◆ **Supplied information**
PR #486, opened 2022-04-23
Set description when quick matching media

selfhost-alt:
All the audiobook media providers seem to provide a `description` field, so we're just failing to apply it to the media item after it is looked up. This PR updates the list of updated properties to include `description`, so now doing a Quick Match or matching an entire library should also update media item descriptions if available.


advplyr:
That's strange. It seems I must have left that out for a reason but I can't think of why.

PR #489, opened 2022-04-23
Make maximum backup size configurable

selfhost-alt:
On sufficiently large libraries, backups can start to fail because they hit the hardcoded 1GB backup limit. This PR makes that limit configurable so that users with large libraries can set a larger limit.

Screenshot of new UI:

image


advplyr:
Nice!

PR #551, opened 2022-05-02
docker compose and run changes

jflattery:


readme.md
```diff
@@ -71,10 +71,11 @@ docker run -d \
   -e AUDIOBOOKSHELF_GID=100 \
   -p 13378:80 \
   -v </path/to/audiobooks>:/audiobooks \
+  -v </path/to/your/podcasts>:/podcasts \
   -v </path/to/config>:/config \
   -v </path/to/metadata>:/metadata \
   --name audiobookshelf \
-  ghcr.io/advplyr/audiobookshelf
+  ghcr.io/advplyr/audiobookshelf:2.0.8
```
advplyr, line 78: Why include a specific version here?

jflattery: It is concidered to be good practice. Example, there major changes going from `1.7.2` to `2.0.*`. When you don't include a tag, the default (often `latest`) is used. This could lead to very upset users when their container updates to a newer version on it own. They should explicitly look to update it.

jflattery: Notes on tagging:
- https://vsupalov.com/docker-latest-tag/
- https://stackoverflow.com/questions/70424052/should-i-set-docker-image-version-in-docker-compose

advplyr: We are using latest to mean the latest stable version. For the normal user this is what they want so they can continue to get the latest stable releases. We are not currently building major and minor versions so with every patch the user would need to go in and update it the tag, and we would need to go in and update the readme.
A user familiar with docker and wants to manually update their version tags probably won't need to see the version tag in the readme.

jflattery: Ok, than disregard the "add version number" commit :D

PR #561, opened 2022-05-04
Add support for seasonal podcasts

jflattery:
Podcasts such as [Command Line Heroes](https://podcasts.apple.com/us/podcast/command-line-heroes/id1319947289) have multiple seasons in which each has it's own "Episode 1, ••• Episode n". This seeks to add support for this class of podcast series.

image

### DIFF
--- a/client/components/modals/podcast/EditEpisode.vue
+++ b/client/components/modals/podcast/EditEpisode.vue
@@ -7,16 +7,16 @@
     </template>
     <div ref="wrapper" class="p-4 w-full text-sm py-2 rounded-lg bg-bg shadow-lg border border-black-300 relative overflow-hidden">
       <div class="flex flex-wrap">
-        <div class="w-1/3 p-1">
+        <div class="w-1/5 p-1">
           <ui-text-input-with-label v-model="newEpisode.season" label="Season" />
         </div>
-        <div class="w-1/3 p-1">
+        <div class="w-1/5 p-1">
           <ui-text-input-with-label v-model="newEpisode.episode" label="Episode" />
         </div>
-        <div class="w-1/3 p-1">
+        <div class="w-1/5 p-1">
           <ui-text-input-with-label v-model="newEpisode.episodeType" label="Episode Type" />
         </div>
-        <div class="w-1/3 p-1">
+        <div class="w-2/5 p-1">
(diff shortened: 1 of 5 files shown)


jflattery:
Tested locally, currently building `jflattery/abs-dev:podcast-seasons` for further testing

server/utils/podcastUtils.js
```diff
@@ -85,7 +85,7 @@ function extractEpisodeData(item) {
     episode.descriptionPlain = stripHtml(episode.description || '').result
   }
 
-  var arrayFields = ['title', 'pubDate', 'itunes:episodeType', 'itunes:episode', 'itunes:author', 'itunes:duration', 'itunes:explicit', 'itunes:subtitle']
+  var arrayFields = ['title', 'pubDate', 'itunes:episodeType', 'season', 'itunes:episode', 'itunes:author', 'itunes:duration', 'itunes:explicit', 'itunes:subtitle']
```
advplyr, line 88: I pulled the feed for command line heros and see that the tag is actually `itunes:season` and not `season`. I'm not sure if you tested this already and it scraped properly but I don't see the tag `season`.
image

advplyr: fyi the itunes part of the string gets stripped out when returning from that function.

client/components/modals/podcast/EditEpisode.vue
```diff
@@ -7,6 +7,9 @@
     </template>
     <div ref="wrapper" class="p-4 w-full text-sm py-2 rounded-lg bg-bg shadow-lg border border-black-300 relative overflow-hidden">
       <div class="flex flex-wrap">
+        <div class="w-1/3 p-1">
```
advplyr, line 10: I might suggest changing the widths of these so that all 4 season, episode, episode type and pub date fit on the same line.
You can try doing `w-1/5`, `w-1/5`, `w-1/5` and `w-2/5` respectively. So the `w-2/5` would go on the pub date input. Let me know if that doesn't make sense.

server/utils/podcastUtils.js
jflattery: Good catch! I'll get this fixed

jflattery: It's verking!

client/components/modals/podcast/EditEpisode.vue
jflattery: Much better!

PR #586, opened 2022-05-12
Fix for unsorted feeds, update npm, add docker tag

jflattery:
Fix for Podcasts such as "Beers with Talos" who don't publish their feed in a chronological order

### DIFF
--- a/client/components/modals/podcast/EpisodeFeed.vue
+++ b/client/components/modals/podcast/EpisodeFeed.vue
@@ -148,6 +148,7 @@ export default {
         })
     },
     init() {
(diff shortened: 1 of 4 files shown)


jflattery:
[Tagging Discussion](https://discord.com/channels/942908292873723984/942914154254176257/973952292506202122)

advplyr:
I'm not sure what all these changes are in the package-lock files. It looks like some dependencies are getting added

jflattery:
This is the result of a `npm update` and `npm dedupe` in both the root directory and `/client`. No new packages should be added.

PR #622, opened 2022-05-23
Updated matching

kaldigo:
Updated matching to include multiple series, multiple authors, genres, tags, language.
Added toggle in settings to force quick match to override existing data.
Quickmatch now sends asin and isbn along with query.
Updated Audible provider to use audnexus and get information for all updated fields.


server/providers/Audible.js
```diff
@@ -6,83 +6,81 @@ class Audible {
...
-            if (!res || !res.data || !res.data.products) return []
-            return res.data.products
-        }).catch(error => {
-            Logger.error('[Audible] search error', error)
-            return []
-        })
-        return items.map(item => this.cleanResult(item))
+        if(!items) {
+            var queryObj = {
+                response_groups: 'rating,series,contributors,product_desc,media,product_extended_attrs',
```
advplyr, line 64: If now we only need to get the ASIN from the audible api I think we can safely remove the response groups and image sizes.

server/providers/Audible.js
```diff
@@ -6,83 +6,81 @@ class Audible {
...
+                image_sizes: '500,1024,2000',
+                num_results: '25',
```
advplyr, line 66: Since each result item will be sending a request to audnexus API, I think we should limit the number of results here to 10. What do you think?

kaldigo: Totaly agree. Realisticly it shouldn't return that many if you are search the full title. I have limited it to 10 and removed the queries that were no longer nessasary.

advplyr:
The multi-series input on the Match tab will need to be editable I think. I'm sure you already saw it, the editable multi-series input used for book details is here: https://github.com/advplyr/audiobookshelf/blob/master/client/components/widgets/BookDetailsEdit.vue#L25
Which has an ugly modal for editing that goes with it.

If it's not editable it won't be long before that gh issue gets submitted. There is more effort here though in that the edit series modal should probably go into a new component instead of being copied as is.

server/scanner/ScanOptions.js
```diff
@@ -32,7 +33,8 @@ class ScanOptions {
       findCovers: this.findCovers,
       storeCoverWithItem: this.storeCoverWithItem,
       preferAudioMetadata: this.preferAudioMetadata,
-      preferOpfMetadata: this.preferOpfMetadata
+      preferOpfMetadata: this.preferOpfMetadata,
+      preferOpfMetadata: this.preferMatchedMetadata
```
advplyr, line 37: Forgot to rename the property here and on line 49

PR #631, opened 2022-05-24
Get book data from dir refactor

cassieesposito:
Minor tweaks to the way scanner handles information about series volumes.

### DIFF
--- a/server/utils/scandir.js
+++ b/server/utils/scandir.js
@@ -215,9 +215,6 @@ function getBookDataFromDir(folderPath, relPath, parseSubtitle = false) {
   // Audio files will always be in the directory named for the title
   var [title, narrators] = getTitleAndNarrator(splitDir.pop())
 
-  const parseNameString = require('./parseNameString')
-  console.log(`\n\n\n${JSON.stringify(parseNameString.parse(narrators), 0, 2)}\n\n\n`)
-
   var series = null
   var author = null
   // If there are at least 2 more directories, next furthest will be the series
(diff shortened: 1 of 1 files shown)


server/utils/scandir.js
```diff
@@ -209,91 +209,23 @@ function getBookDataFromDir(folderPath, relPath, parseSubtitle = false) {
...
-  // Subtitle is everything after " - "
-  var subtitle = null
-  if (parseSubtitle && title.includes(' - ')) {
-    var splitOnSubtitle = title.split(' - ')
-    title = splitOnSubtitle.shift()
-    subtitle = splitOnSubtitle.join(' - ')
-  }
+  // The  may contain various other pieces of metadata, these functions extract it.
+  var [folder, narrators] = getNarrator(folder)
+  if (series) { var [folder, sequence] = getSequence(folder) }
```
advplyr, line 218: Does this work? Folder and sequence are being defined inside the if statement scope.

advplyr: I don't think I ever new that variables defined in if statements are available outside, but it appears to be so. "Function scope" they say.

cassieesposito: I believe this is one of the differences between var and let.

cassieesposito: Yep.

Welcome to Node.js v16.15.0.
Type ".help" for more information.
> if (1) {var w = 'hello'}
undefined
> if (1) {let x = 'world'}
undefined
> w
'hello'
> x
Uncaught ReferenceError: x is not defined
>

advplyr: Probably best to avoid putting this in that scope in the future, might cause some confusion for others too.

◆ **Required work**
The lines holding the word "files" are the answer. Pull them out of the records and copy them.

◆ **Solution**
(diff shortened: 1 of 5 files shown)
(diff shortened: 1 of 4 files shown)
I'm not sure what all these changes are in the package-lock files. It looks like some dependencies are getting added
   // Audio files will always be in the directory named for the title
(diff shortened: 1 of 1 files shown)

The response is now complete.